A Surge in Online Threats Following the Attack
In addition to the reactions from known anti-Zionist groups and activists, similar extreme responses proliferated in anonymous online spaces after the shooting, including on the popular private messaging service and social media platform Telegram. These responses followed a predictable pattern, as COE research has previously shown that acts of violence against Jews and Israelis, such as Hamas's October 7 attack, can lead to noticeable upticks in violent antisemitic discourse and threats on Telegram.
COE analysts regularly monitor thousands of extremist and hateful Telegram channels, collecting posts and identifying threats within those channels. Comparing the volume of threats targeting Jews, Zionists or Israelis in the week before and the week following the May 21, 2025, shooting in D.C., COE researchers found that there was a 344% surge in threats the week after the attack.

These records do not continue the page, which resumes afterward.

PR #1135, opened 2015-06-20
doxygen: Fix some warnings

bthebaudeau:


bthebaudeau:
Maybe the expected warning count will need to be adjusted because I do not get the same number as Travis for the master branch locally.

g-oikonomou:
Defining `DOXYGEN_SHOULD_SKIP_THIS` (which is a good thing), makes 20 new warnings appear. Thus, this pull fixes 76, but adds 20. I've opened a pull on top of this PR to explicitly fix those 20.

g-oikonomou:
In addition to fixing explicit doxygen warnings, this pull also fixes the situation below (documentation of `cc2538/clock.c`). See those `< GPT[3:0] clocks - active mode` artifacts that are not meant to be there.

This is a good improvement - thanks :+1: 

```
Arch-specific implementation of clock_init for the cc2538.

Initialize the clock library.

We initialise the SysTick to fire 128 interrupts per second, giving us a value of 128 for CLOCK_SECOND

We also initialise GPT0:Timer A, which is used by clock_delay_usec(). We use 16-bit range (individual), count-down, one-shot, no interrupts. The prescaler is computed according to the system clock in order to get 1 tick per usec.

< GPT[3:0] clocks - active mode

< GPT0 clock enable, CPU running

< GPTIMER0

< GPTM control

< GPTIMER0

< GPTM configuration

< GPTIMER0

< GPTM Timer A mode

< GPTIMER0

< GPTM Timer A prescale

Definition at line 93 of file clock.c.

References GPT_0_BASE, GPTIMER_CFG, GPTIMER_CTL, GPTIMER_TAMR, GPTIMER_TAPR, SYS_CTRL_RCGCGPT, and SYS_CTRL_RCGCGPT_GPT0.
```

bthebaudeau:
Yes, these artifacts were caused by the doxygen comments expanded through macro expansion, because doxygen does not handle this like the C preprocessor. This PR limits macro expansion to the macros predefined in Doxyfile. Keeping the other macro expansions did not make sense because all conditional definitions and inclusions are broken in the Contiki doxygen context.

PR #1140, opened 2015-06-22
CC26xx fix corrupt frame propagation

bkozak-scanimetrics:
I've found that, when using RIME with CC26XX, I occasionally see corrupted packets make it up to the application layer. I can make this worse by putting the nodes in a noisy environment.

With some debugging I was able to find that the radio module was detecting CRC errors in packets but that the driver was allowing them to propagate up to the application. This PR fixes this, making the driver's behaviour more similar to that of the cc2538.

The use of checksums at higher layers may explain why this problem is not seen with IPv6.

In addition, I believe that there is a race condition between the radio co-processor and the radio driver which can occur when DATA_ENTRY_STATUS_PENDING is set before the driver is completely finished with the packet (I wasn't able to find a clear statement in the CC26xx data sheet that this would be the case however). I've also fixed this.

After making these changes I haven't yet seen the same sort of problem again.

### DIFF
--- a/cpu/cc26xx/dev/cc26xx-rf.c
+++ b/cpu/cc26xx/dev/cc26xx-rf.c
@@ -1309,25 +1309,32 @@ static int
 read_frame(void *buf, unsigned short buf_len)
 {
   int len = 0;
+  uint8_t rx_status_bf;
 
   if(GET_FIELD_V(rx_read_entry, dataEntry, status) == DATA_ENTRY_STATUS_FINISHED) {
-    /* Set status to 0 "Pending" in element */
-    GET_FIELD_V(rx_read_entry, dataEntry, status) = DATA_ENTRY_STATUS_PENDING;
 
     if(rx_read_entry[8] > 0) {
-      memcpy(buf, (char *)&rx_read_entry[9], buf_len);
-
-      /* Remove the footer */
       len = MIN(buf_len, rx_read_entry[8] - 4);
+      rx_status_bf = rx_read_entry[9 + len + 3];
 
-      int rssi = (int8_t)rx_read_entry[9 + len + 2];
+      if(rx_status_bf & 0x80) {
+        len = 0;
+        RIMESTATS_ADD(badcrc);
+        PRINTF("RF: Bad CRC\n");
+      } else {
+        int rssi = (int8_t)rx_read_entry[9 + len + 2];
 
-      packetbuf_set_attr(PACKETBUF_ATTR_RSSI, rssi);
-      RIMESTATS_ADD(llrx);
+        memcpy(buf, (char *)&rx_read_entry[9], buf_len);
 
+        packetbuf_set_attr(PACKETBUF_ATTR_RSSI, rssi);
+        RIMESTATS_ADD(llrx);
+      }
       /* Clear the length byte */
       rx_read_entry[8] = 0;
     }
+
+    /* Set status to 0 "Pending" in element */
+    GET_FIELD_V(rx_read_entry, dataEntry, status) = DATA_ENTRY_STATUS_PENDING;
 
     /* Move read entry pointer to next entry */
     rx_read_entry = GET_FIELD_V(rx_read_entry, dataEntry, pNextEntry);


g-oikonomou:
Billy, thanks.

While I'm reviewing this, please have a look at https://github.com/contiki-os/contiki/wiki/Code-Contributions#code-formatting

This code needs an uncrustify pass. Also, please bear in mind that we_prefer_this_naming overThisNaming.

Cheers

bkozak-scanimetrics:
@g-oikonomou 

Sorry to bother you but does this look aright to you now?

Thanks

bkozak-scanimetrics:
I have now uploaded a [repository to my github](https://github.com/bkozak-scanimetrics/RIME-Throughput-Test) which clearly demonstrates the issue I am describing. This is a simple Contiki application which streams packets over RIME. I have found it to be invaluable in testing the CC26XX platform.

If you run the test as per the instructions in the README of this repository you will find that packet errors are detected on ContikiOS/master but that they go away after making the changes in this PR.

I encourage anyone who is interested in the cc26xx platform to give this a try so that we can test that this PR is doing what it is supposed to do.

Thanks

bkozak-scanimetrics:
I've found some more problems here.
1. read_frame should not be returning non-zero if buf_len < len
2. in my code here I am indexing to get the status bitfield (**rx_status_bf**) using **len** which may be truncated to **buf_len** (and will therefore be wrong in this case).
3. We are probably memcpying unnecessary bytes
4. In my opinion this code should be cleaned up to be made more readable

@g-oikonomou how do you feel about rolling all of these changes into this PR versus creating a new PR for the additional changes (point 2 above I think obviously needs to be fixed before this code can be merged however as the current implementation of the CRC check is just wrong).

g-oikonomou:
Billy hi, swamped with work at the moment, but here's a thought: How about simply setting `bAutoFlushCrc` to 1, so that CRC errors are auto-dropped by the CPE?

bkozak-scanimetrics:
Using `bAutoFlushCrc` seems like a good idea. With `bAutoFlushCrc`, however, I think we should also enable RX_NOK (maybe optionally based on some preprocessor macro) so that we can still detect CRC errors for debugging purposes.

If you don't have any more ideas I'll start work on this when I have some more time.

Thanks

g-oikonomou:
I'm not hugely bothered about putting RX_NOK in the main repo: I am guessing it would only be a very small number of users who might actually use it, and they would most likely all know what to do to enable it by themselves.

In terms of changing `bAutoFlushCrc`, feel free to isolate it in its own pull and I'll be happy to merge it immediately.

Would anything else proposed in this pull be useful if we changed `bAutoFlushCrc`? If not, feel free to just re-use this pull.

bkozak-scanimetrics:
> I'm not hugely bothered about putting RX_NOK in the main repo: I am guessing it would only be a very small number of users who might actually use it, and they would most likely all know what to do to enable it by themselves.

I don't really see any downsides to enabling RX_NOK behind a macro like CC26XX_RF_DEBUG or even just DEBUG (except maybe that this source file is already quite long).  But it's certainly your call.

> Would anything else proposed in this pull be useful if we changed `bAutoFlushCrc`? If not, feel free to just re-use this pull.

I think that there may be a possible race condition with setting the `dataEntry` status back to pending before we are done using the `dataEntry`. I haven't found any clear information in the TRM that says exactly how we signal to radio CPU that we are done with the `dataEntry` but I would think that setting status to pending would be how we do this.

g-oikonomou:
> I don't really see any downsides to enabling `RX_NOK`...

OK, if you feel strongly about it I certainly won't object. In fact I used it myself internally for a little while for debugging purposes too.

> I think that there may be a possible race condition...

Yes, I remember you mention that before and you are right. The data entry should only be released after we are done with it. We want your proposed change. Given how our queue is 4 entries long I don't think this would manifest itself under normal day-to-day scenarios, but under your speed tests it might certainly come up. The TRM is quite clear in that the CPE will only touch the entry if its `status` is `DATA_ENTRY_STATUS_PENDING`.

I'll leave the pull breakdown to you, feel free to use as many as you think is more suitable. Let me just re-iterate that `bAutoFlushCrc` I'll merge immediately, whereas the rest I'll need to look at.

Thanks a lot for your efforts!

g-oikonomou:
Is this obsolete now after opening #1173 and #1174?

bkozak-scanimetrics:
I believe it is.

PR #1141, opened 2015-06-23
nat64: Handle "Well-Known Prefix" 64:ff9b::/96

uknoblic:
I added the well-known-prefix to the list of allowed prefixes in ip64-addr.c. Private IPv4 addresses are dropped as specified in RFC 6052.


alignan:
Seems legit to me, are there any comments about this?

I would suggest squashing into a single commit and merge.

core/net/ip/ip64-addr.c
```diff
@@ -36,6 +36,61 @@
...
+
+  /* 192.0.2.0/24 */
+  uip_ipaddr(&ipaddr, 192, 0, 2, 0);
+  uip_ipaddr(&mask, 255, 255, 255, 0);
+  if(uip_ipaddr_maskcmp(ipv4addr, &ipaddr, &mask)) {
+    return 1;
+  }
+
+  /* 198.51.100.0/24 */
+  uip_ipaddr(&ipaddr, 198, 51, 100, 0);
```
vsaw: I would add the `uip_ipaddr(&mask, 255, 255, 255, 0);` line here and in the following check as well.
Otherwise these will quickly fail if someone misses to see the link and adds a check in between somewhere.

greg-king5: I think that some code doesn't need to be added here.  I think that some comments will be enough.  They should say that those checks depend on the `uip_ipaddr(&mask, 255, 255, 255, 0);` from the previous check.

laurentderu:
This code will break existing NAT64 example as the prefix used is ::ffff:0, the examples should also be updated, or make the NAT64 prefix configurable (This is what we did in 6LBR)

Also, forbiding private network is not a good idea, in several deployment NAT64 is used to allow communication between the WSN and the LAN which is using private addresses.

alignan:
@laurentderu thanks! I forgot about the NAT64 example.

alignan:
@uknoblic any update about this PR?

PR #1146, opened 2015-06-27
LLSEC as FRAMER

kkrentz:
Here are two twists to link layer security:
* I removed the functions `on_frame_created` and `get_overhead` of `llsec_driver`s by letting `llsec_driver`s implement a special `framer` instead. A downside of this approach is that users have to configure both a `framer` and an `llsec_driver`. On the other hand, this simplifies the integration of link layer security in Contiki. Also, this enables us to unsecure frames within `framer.parse`. For example, using the `noncoresec_driver` works as follows:
```
#undef NETSTACK_CONF_LLSEC
#define NETSTACK_CONF_LLSEC noncoresec_driver
#undef NETSTACK_CONF_FRAMER
#define NETSTACK_CONF_FRAMER noncoresec_framer
```
* I replaced the `bootstrap` function of `llsec_driver` with an `init` function. The `bootstrap` function had a parameter `on_bootstrapped`, which was intended for deferring the startup of upper layers until the `llsec_driver` has established keys. However, integrating such a function into all main files is a lot of work. Moreover, a better approach might be to move the whole startup code to a protothread and place PROCESS_WAIT_UNTILs therein.


simonduq:
That's a huge improvement IMO, this makes link-layer security in Contiki so much neater and clearer.

Now I would like to take this one step further. I would be in favor of moving all security operations at the framer level, rather than having the current split LLSEC (above MAC) -- FRAMER. We might even not need a layer at all -- only a driver to manage security policies in a flexible manner. Security could simply be set by selecting a secured framer, or, even simpler, be handled transparently by the `frame802154.c` and `framer-802154.c`.

The downsides of having a LLSEC layer above MAC:
* The send function does not do anything but set security level and frame counter as attributes. Both could be done at frame creation time (next to or in the FRAMER). There is no point maintaining a 4-byte frame counter in every queuebuf when we only need it at the frame level.
* The input function checks and decrypts incoming frames only above MAC, and passes the packet to NETWORK. This means that MAC layer packets such as BEACON, ACK or CMD can not be used directly at MAC.
* Makes everything packetbuf-dependent. This means frames can not be secured or parsed from interrupt. That is quite limiting for the MAC layers in 802.15.4e (soon to be 802.15.4-2015), such as TSCH, where frames often need to be secured and parsed from interrupt (e.g. for preparing an ACK and sending it withing required timing).

What I would be in favor of (and I'm ready to prepare a PR):
* Simply extend the 802.15.4 framer with security. Parse incoming frames with any security level, depending on their aux security header. Create outgoing frames with a security level defined as packetbuf attribute OR directly in `frame802154_fcf_t`.
* To see what this would look like, I'd invite you to check out my preliminary version of it, currently TSCH-specific but I can work on generalizing it: https://github.com/EIT-ICT-RICH/contiki/blob/rich-3.x/core/net/mac/tsch/tsch-security.c (note that the functions `secure_frame` resp. `parse_frame` are meant to be called right after frame creation or before Tx resp. right after parsing)

kkrentz:
* An aspect I have not mentioned so far is that an `llsec_framer` could also write its own security header by calling `hdralloc/hdrreduce`. That is, there is no need to move everything to `framer_802154` from my perspective. Furthermore, in #880 I surrounded the security-related packetbuf attributes with `#if ... #endif`, such that there is no overhead when disabling this option in `framer_802154`.
* The changes in #1108 already allow you to do CCM* calls within interrupts. 9dbd1adb9271f5f080ce2b814b6cc5e1fbf3496d also adds support for doing authentication and encryption at once.

simonduq:
For this PR, :+1: (I'll open an issue or PR later addressing the discussion above)

simonduq:
Oh, I'm noticing only now that the PR was updated since last time I checked. It has gotten even better, now with encryption / decryption going on in the framer rather than llsec layer. :+1:

core/lib/ccm-star.c
```diff
@@ -144,13 +140,38 @@ ctr(uint8_t *m, uint8_t m_len, const uint8_t* nonce)
...
 /*---------------------------------------------------------------------------*/
-static void set_key(const uint8_t *key) {
-    AES_128.set_key((uint8_t*)key);
+static void
+set_key(const uint8_t *key)
+{
+  AES_128.set_key(key);
+}
+/*---------------------------------------------------------------------------*/
+void
```
nvt: Shouldn't aead() be declared static as set_key() is?

core/lib/ccm-star.c
```diff
@@ -144,13 +140,38 @@ ctr(uint8_t *m, uint8_t m_len, const uint8_t* nonce)
...
+    const uint8_t* a, uint8_t a_len,
+    uint8_t *result, uint8_t mic_len,
+    int forward)
+{
+  if(!forward) {
+    /* decrypt */
+    ctr(nonce, m, m_len);
+  }
+  
+  mic(nonce,
```
nvt: Maybe the multiple line breaks aren't necessary in this function call since the identifiers are short.

platform/sky/contiki-sky-main.c
```diff
@@ -189,65 +189,6 @@ set_gateway(void)
 }
 #endif /* NETSTACK_CONF_WITH_IPV4 */
 /*---------------------------------------------------------------------------*/
-static void
```
nvt: There are some modifications of contiki-sky-main.c that might be good to mention in the PR description as well.

core/lib/ccm-star.c
kkrentz: yes

platform/sky/contiki-sky-main.c
kkrentz: These changes are restoring the version of the pre-llsec era.

simonduq:
@kkrentz simply rebasing now should help get travis green again :)

kkrentz:
I am on vacation - will do that asap

simonduq:
I like everything in this PR:
* the fact all crypto processing is now done at/below MAC rather than above
* bootstrap callback replaced with simpler init
* no more create_and_secure
* the new ccm-star interface with combined crypto and mic (aead)

I also tested and it works nicely for me.
:+1: and merging in a month if nobody disagrees

simonduq:
This has conflicts now and needs rebasing.
Please also cherry-pick https://github.com/simonduq/contiki/commit/9bb3427e98a29aff7954c1887828c6058e887571 to port the JN516x ccm-star implementation to the new interface (Travis would fail otherwise).

simonduq:
great, thanks for the extra jn516x change, merging

PR #1395, opened 2015-11-25
cc1200: Make it more suitable for contikimac + bugfix in rx restart routine

uknoblic:
With regard to contikimac, i modified the usage of the RX watchdog and calibration behavior. There was a bug in the usage of the etimer used for the RX watchdog and also in the rx_rx() routine which was meant to restart rx in every case of error. In fact, flushing the RX fifo while keeping the cc1200 in rx is not a good idea...

### DIFF
--- a/dev/cc1200/cc1200-conf.h
+++ b/dev/cc1200/cc1200-conf.h
@@ -73,15 +73,15 @@
 #define CC1200_MAX_PAYLOAD_LEN           127
 #endif
 /*---------------------------------------------------------------------------*/
-/* 
+/*
  * The RX watchdog is used to check whether the radio is in RX mode at regular
  * intervals (once per second). Can be used to improve reliability especially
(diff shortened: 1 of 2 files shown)


alignan:
:+1: 

I will wait for Travis to go green

dev/cc1200/cc1200-conf.h
```diff
@@ -159,9 +159,7 @@
 #define CC1200_DEFAULT_CHANNEL          CC1200_CONF_DEFAULT_CHANNEL
 #else
 /* 868.325 MHz */
-//#define CC1200_DEFAULT_CHANNEL      26
-/* 865.725 MHz */
-#define CC1200_DEFAULT_CHANNEL          13
+#define CC1200_DEFAULT_CHANNEL			26
```
alignan: Replace tabs by spaces

PR #1396, opened 2015-11-25
Print IPv6 addresses properly in ICMPv6 and NDP debug messages

pablocorbalan:
This PR simply fixes some debug log messages in which IPv6 addresses are printed together with some other text, instead of separated by white spaces.


simonduq:
:+1:

PR #1399, opened 2015-11-25
Added PWM driver for the Zolertia Zoul module and CC2538 platforms

alignan:
This PR adds support for PWM on CC2538-based platforms.

* Frequencies from 1 Hz to 160 KHz.
* Duty cycle from 1-99%.
* Allows to toggle duty cycle.
* The pin state when the PWM signal is stopped can be defined by the user (low/high)
* `GPT0 timer A` is reserved for `clock_delay_usec` so returns an error if selected


adamdunkels:
I have tested this on the RE-Mote hardware and can confirm it works nicely :+1:

One thing to note is that PWM requires `lpm_max_pm(0);` to avoid the PWM timers being stopped during low-power mode.

alignan:
@adamdunkels thanks! I will include a note in the driver

g-oikonomou:
Are we ready / happy with this?

alignan:
:+1: for me as expected

g-oikonomou:
Documentation added as requested.

An additional future improvement can be made by using `lpm_register_peripheral()` within `pwm.c`.

I'm merging this :+1:

PR #1400, opened 2015-11-26
Refresh nbr reachable state after received IPv6 unicast message

pablocorbalan:
This PR creates a function called `uip_ds6_nbr_refresh_reachable_state`in `uip-ds6-nbr.c` that refreshes the `Reachable` state of a neighbor. This function should be called (if NDP enabled, i.e., `UIP_ND6_SEND_NA`enabled) when the IPv6 layer or higher receives a message from a neighbor that confirms its reachability, for instance, DAO ACK or ECHO Reply messages. By refreshing the reachability of a neighbor with these messages, we may reduce the amount of traffic that NDP creates.

This PR addresses some of the comments and suggestions mentioned in [#1380](https://github.com/contiki-os/contiki/issues/1380). Let me know your suggestions/improvements.

### DIFF
--- a/core/net/ipv6/uip-ds6-nbr.c
+++ b/core/net/ipv6/uip-ds6-nbr.c
@@ -322,6 +322,20 @@ uip_ds6_neighbor_periodic(void)
   }
 }
 /*---------------------------------------------------------------------------*/
+#if UIP_ND6_SEND_NA
+void
+uip_ds6_nbr_refresh_reachable_state(const uip_ipaddr_t *ipaddr)
+{
+  uip_ds6_nbr_t *nbr;
+  nbr = uip_ds6_nbr_lookup(ipaddr);
+  if(nbr != NULL) {
+    nbr->state = NBR_REACHABLE;
+    nbr->nscount = 0;
+    stimer_set(&nbr->reachable, UIP_ND6_REACHABLE_TIME / 1000);
+  }
+}
+#endif /* UIP_ND6_SEND_NA */
+/*---------------------------------------------------------------------------*/
 uip_ds6_nbr_t *
 uip_ds6_get_least_lifetime_neighbor(void)
 {
--- a/core/net/ipv6/uip-ds6-nbr.c
+++ b/core/net/ipv6/uip-ds6-nbr.c
@@ -96,8 +96,12 @@ uip_ds6_nbr_add(const uip_ipaddr_t *ipaddr, const uip_lladdr_t *lladdr,
     uip_packetqueue_new(&nbr->packethandle);
 #endif /* UIP_CONF_IPV6_QUEUE_PKT */
 #if UIP_ND6_SEND_NA
-    /* timers are set separately, for now we put them in expired state */
-    stimer_set(&nbr->reachable, 0);
+    if(nbr->state == NBR_REACHABLE) {
+      stimer_set(&nbr->reachable, UIP_ND6_REACHABLE_TIME / 1000);
+    } else {
+      /* We set the timer in expired state */
+      stimer_set(&nbr->reachable, 0);
+    }
     stimer_set(&nbr->sendns, 0);
     nbr->nscount = 0;
 #endif /* UIP_ND6_SEND_NA */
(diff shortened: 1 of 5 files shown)


simonduq:
Great, especially with the new `uip_ds6_nbr_refresh_reachable_state`!
How about this: shouldn't we refresh the reachable state anytime we get an IP packet from a neighbor, rather than at many different specific places in RPL etc? After all, if we get an IP packet from a neighbor it means (1) the neighbor still runs its IP stacks and has the same IP address (2) the neighbor is reachable, else it would never hear from us, conclude we're not reachable (NUD involves receiving from the neighbor) and stop talking to us.

joakimeriksson:
Well as long as it is Unicast it is ok (e.g. not multicast DIO, DIS) - even if RPL today keeps neighbors in there on multicast. I guess the main thing with the rules in the RFC is to avoid keeping a neighbor alive because of link-layer activity.

simonduq:
Yes sorry, I did have unicast-only in mind. For refreshing at least. We might still need the initial addition  to the table on DIO.

pablocorbalan:
@simonduq I see your point as we would not probably receive any IPv6 unicast message from a neighbor unless this neighbor got successfully one of our packets before. I think this would be `almost` as efficient as link layer ACKs in a `typical` 6LoWPAN application. Not completely sure if this is completely `compliant` with the RFC, but it should be ok as @joakimeriksson says.

Should I change then the call to `uip_ds6_nbr_refresh_reachable_state` to [uip6.c#L1144](https://github.com/contiki-os/contiki/blob/master/core/net/ipv6/uip6.c#L1144)? Should we also check within the `uip_ds6_nbr_refresh_reachable_state` if the neighbor was `INCOMPLETE` or something else?

joakimeriksson:
The only case I can come up with is a radio-packet stuck in a faulty radio or lower layer that corresponds to a full IPv6 frame and that is sent repeatedly (now and then) even if there is no longer any functional IP stack. The RFC says something about forward progress. Not sure how we could check that on UDP packets and other things. From RFC: about reachability: " When possible, upper-layer protocols provide a positive confirmation that a connection is making "forward progress". I think it is better than link layer ACKs at least (easy to see that ACK might come without a working IP stack).

simonduq:
@joakimeriksson pretty corner case ;)
I think refreshing on any incoming IPv6 datagram is fine. Plus, this is something we're already doing anyway (on RPL ICMP input), but refactored and more general.
@pablocorbalan yes this looks like the right location in uip6. But please double-check the runtime behavior, and that it works nicely both with ICMP and other types.
Your current `uip_ds6_nbr_refresh_reachable_state` looks fine to me.

pablocorbalan:
I won't have time to work on this the next week, but I will run some simulations the week after to see if everything works as expected and I'll let you know my findings and then we can see how to improve this and merge it. Sorry for the delay.

simonduq:
Any update @pablocorbalan?
I feel we probably want to extend this a bit and refresh the state in more places as discussed above.

pablocorbalan:
Sorry, I've been busy and I left this PR. Let me try to update and test it during this week and I'll let you know my progress.

pablocorbalan:
@simonduq I have updated the PR with the changes we talked about. Now, the state should be refreshed after every incoming IPv6 unicast message. I changed the name of the PR to reflect the changes and the commit message as well. 

I haven't done any extensive evaluation of this aspect but I have seen that the function to refresh the state is called appropriately when NA enabled and after every incoming unicast IPv6 packet.

I am sorry I took that long to just update the PR. I have been quite busy (and also sick) these days. Let me know if you want me to do some more testing or updates.

simonduq:
This looks good. Very useful. One thing: there are a couple left-over state refresh in core that seem not needed anymore. How about simply taking these out?

pablocorbalan:
@simonduq I have rebased the PR and added a couple of commits to it. 

Firstly, I made sure that `uip_ds6_nbr_refresh_reachable_state()` is only called upon receiving unicast messages.

Secondly, I updated `uip_ds6_nbr_add()`to set the reachable timer to `UIP_ND6_REACHABLE_TIME / 1000` if the neighbor being added is `NBR_REACHABLE`. This is necessary to avoid calling `uip_ds6_nbr_refresh_reachable_state` or similar after adding a reachable neighbor. Then, I removed the unneeded left-over state refresh in `uip-nd6.c` and `rpl-icmp6.c`. 

Let me know if you want me to do any further modifications.

simonduq:
Great, :+1:

simonduq:
setting a timeout for merging

simonduq:
merging after timeout, thanks!!

PR #1402, opened 2015-11-29
Travis: improved output for failed Cooja simulation

simonduq:
Simply print out the standard output from java instead of the Cooja log.
stdout includes the full Cooja log, but also error messages in cases the JVM crashes (e.g. native node triggers segfault).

Daily threats averaged 29 messages between May 14 and May 21, compared to 129 messages daily between May 22 and May 28, representing the surge. This jump encompassed nearly 1,000 individual posts containing threatening antisemitic language from May 22-28.
ADL researchers reviewed the threatening posts from this period and found that they were dominated by anti-Israel and anti-Zionist ideologies, with other forms of antisemitism, including white supremacy, registering a much smaller volume of threats in comparison. Threatening messages included comments like "Death to all Zionist terrorist pigs" and "I support the killing of the entire israeli [sic] population."